An infrared microscope typically receives infrared radiation from a source in the spectrometer. The microscope will include a sample stage for carrying a sample to be analysed and a series of optical elements for guiding radiation from the radiation source to the sample stage. These optical elements may include mirrors, lenses, and condensers. The infrared radiation is directed to an infrared detector, typically via a magnification assembly. The sample may also be viewed optically by means of visible radiation, i.e. the microscope functions in both the visible and the infrared spectrums. A variable aperture, which may be computer controlled, is located at the intermediate image plane. The variable aperture enables portions of the sample to be masked.

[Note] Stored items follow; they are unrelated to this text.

Issue #202, opened 2026-03-21
[Feature]: Per-Scene Editing & Regeneration


Custowner:
### Problem or Motivation

After generating a classroom lesson, there is no way to edit or regenerate individual scenes. If I want to fix the text on slide 7, change an image on slide 12, or rephrase a quiz question on slide 4, my only options are:

Regenerate the entire lesson from scratch — which loses all the good content on other slides
Export to PPTX and edit manually in PowerPoint — which loses all interactive classroom features (narration, quizzes, simulations, whiteboard)

This is especially frustrating for longer lessons. I generated a 23-slide presentation on energy transition, and while 20 slides were excellent, 3 needed text adjustments and 1 needed a different image. I had to regenerate the whole thing multiple times to get all slides right, wasting tokens and time.
The current workflow forces an all-or-nothing approach that doesn't match how professionals actually create presentations: generate → review → refine specific parts → finalize.

### Proposed Solution

Proposed Solution
A per-scene editing system with three levels of control:
Level 1 — Direct Text Editing (highest priority)

Click any text element in a scene to edit it inline
Changes save to scene data and reflect in both classroom playback and PPTX export
Covers: typo fixes, rephrasing, updating numbers/names/terminology

Level 2 — AI-Powered Scene Regeneration

Add an "Edit with AI" button on each scene
User types a natural language instruction, e.g.:

"Make this slide more visual and less text-heavy"
"Replace the chart with a comparison table"
"Simplify the language for a non-technical audience"

System calls the LLM to regenerate only that one scene, using surrounding scenes as context for coherence
Suggested API: POST /api/regenerate-scene with classroomId, sceneIndex, instruction, and optional directEdits

Level 3 — Image & Layout Editing

Swap images (upload custom or request AI regeneration)
Adjust layout (e.g., single-column → two-column)
Modify visual elements (colors, chart types)

Why this is technically feasible: The Stage 2 generation pipeline in lib/generation/ already generates each scene independently. Exposing per-scene regeneration as a separate endpoint reuses the existing logic. The components/scene-renderers/ already render scenes independently, so adding an edit overlay per scene should be contained. The PPTX export in packages/pptxgenjs/ processes slides individually, so updated scenes would automatically appear in re-exports.

### Alternatives Considered

Full regeneration with seed/lock: Lock specific scenes as "approved" and only regenerate unlocked ones. Simpler than a full editor but still requires re-running the generation pipeline. Doesn't help with small text fixes.
[...]

PR #1325, opened 2026-09-01
fix(interactive): contain scrolling and regenerate code

KimYeongHyeon:
## Summary

Fixes runaway scrolling in generated interactive content and adds a host-owned recovery control that regenerates failed Python/code widgets without replacing narration or scene actions.

## Related Issues

Related to #314 and #202. No existing issue exactly matched the runaway root-scroller behavior shown in the reproduction.

## Changes

- enforce a single bounded root scroller inside generated iframes, with the viewport patch injected after authored head styles
- expose widget type to the host and add an owner-only Regenerate code control outside the sandbox
- regenerate content from the persisted outline while preserving scene identity, narration, and actions
- guard read-only/edit-locked/stale responses and localize the control in all 12 locales
- add unit, real-Chromium, and headed desktop/mobile regression coverage

## Type of Change

- [ ] Documentation update
- [ ] CI/CD or build changes

### Steps to reproduce / test

1. Open a generated interactive code scene whose authored CSS sets `html, body` as root scrollers and whose content exceeds the viewport.
2. Confirm scrolling stays inside the iframe and does not grow the page indefinitely.
3. Click Regenerate code and confirm only the code-widget content is replaced.

- 28 targeted unit tests passed.
- Real Chromium root-scroll regression passed.
- Headed Playwright passed at 1280x900 and 390x844, including scroll ownership, regeneration, clean page console/API responses, and before/after screenshots.
- Full `tsc --noEmit`, targeted ESLint/Prettier, and 12-locale key alignment passed.
- Read-only, edit-lock, missing/stale generation boundaries are covered by hard gates/tests.

### Evidence

- [x] Manually tested locally

## Checklist

### DIFF
--- a/components/scene-renderers/InteractiveIframeHost.tsx
+++ b/components/scene-renderers/InteractiveIframeHost.tsx
@@ -17,6 +17,10 @@ import { intersectClientBoxes } from '@/lib/edit/visible-client-rect';
 import { useCanvasStore } from '@/lib/store/canvas';
 import { useElementRefsStore } from '@/lib/store/element-refs';
 import { useI18n } from '@/lib/hooks/use-i18n';
+import { RefreshCw } from 'lucide-react';
+import { toast } from 'sonner';
+import { regenerateCodeSceneContent } from '@/lib/interactive/regenerate-code-scene';
+import { useStageStore } from '@/lib/store/stage';
 import {
   ELEMENT_REF_SELECTOR_MAX,
   ELEMENT_SNAPSHOT_MAX,
@@ -155,11 +159,13 @@ interface PooledIframeProps {
  */
 function PooledIframe({ sceneId, entry, visible }: PooledIframeProps) {
   const { t } = useI18n();
+  const [regeneratingCode, setRegeneratingCode] = useState(false);
   const iframeRef = useRef<HTMLIFrameElement>(null);
   const registerIframe = useWidgetIframeStore((s) => s.registerIframe);
   const getSendMessage = useWidgetIframeStore((s) => s.getSendMessage);
   const pickTarget = useCanvasStore.use.pickTarget();
   const refs = useElementRefsStore.use.refs();
+  const canRegenerate = useStageStore((s) => s.isOwner && !s.readOnly);
   const armed = pickTarget?.purpose === 'element-ref' && pickTarget.sceneId === sceneId;
   const selectors = useMemo(
     () =>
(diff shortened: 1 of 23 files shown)


KimYeongHyeon:
Automated Codex review status: unavailable. The `chatgpt-codex-connector` replied that this GitHub account must be connected to Codex before it can review, so no code finding or severity was emitted. This is an external authentication limitation, not a deferred code finding. All four required GitHub Actions checks passed, and the branch also completed the local Chromium/headed regression checks documented in the PR body.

There is a need to be able to vary the magnification. Known IR microscopes achieve variable magnification via external interchange of the objectives. Others enable the exchange of internal focal plane array (FPA) optical elements, for example, by placing additional lenses or mirrors in the optical path. However, such systems have a number of disadvantages including limited wavelength coverage of the FPA optical elements where lenses are used, and a relatively difficult task of aligning the FPA optical elements due to the multiple surfaces of the lens system. The hygroscopic nature of lenses may lead to degradation in resolution and lenses may further be subject to chromatic aberrations. Moreover, approaches that rely on changes to typical FPA optical element configurations must be incorporated into each microscope at the time of manufacture. That is, it is not generally possible to add the capability to vary magnification to known microscopes that were not built with that capability.
What is needed, therefore, is an infrared microscope that overcomes at least the shortcomings of the known microscopes described above.